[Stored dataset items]
++++

PR #2673, opened 2025-10-27
fix(react-ui): replace random key with stable hash in CodeBlock

### LINKED ISSUE #2669: 🐛 Bug: Random key in CodeBlock (@copilotkit/react-ui) causes flickering during streaming
### Description
While using `@copilotkit/react-ui@1.10.6` we noticed that code blocks in chat messages flicker whenever:
- the chat viewport is scrolled (React re-renders the list), or
- the assistant streams additional markdown into an existing message.

Root cause: the `CodeBlock` component rendered by `Markdown` sets `key={Math.random()}` on the underlying syntax highlighter. React therefore treats every update as a brand-new subtree, unmounting and remounting the code block on each render. The syntax highlighter starts over, producing a noticeable color flash.

### Expected behaviour
Code blocks should preserve their DOM/state across re-renders so that syntax highlighting remains stable during scrolling and streaming updates.

### Actual behaviour
Because the key changes on every render, React remounts the code block. Users see the highlighted code briefly disappear/reflash anytime the message list re-renders (e.g. when new tokens arrive).

### Suggested fix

++++

▶ _PROBLEM TO WORK ON_:
Among the records, find every line holding the word "during" and copy it.

▶ _EXERCISE RESPONSE_:
### LINKED ISSUE #2669: 🐛 Bug: Random key in CodeBlock (@copilotkit/react-ui) causes flickering during streaming
Code blocks should preserve their DOM/state across re-renders so that syntax highlighting remains stable during scrolling and streaming updates.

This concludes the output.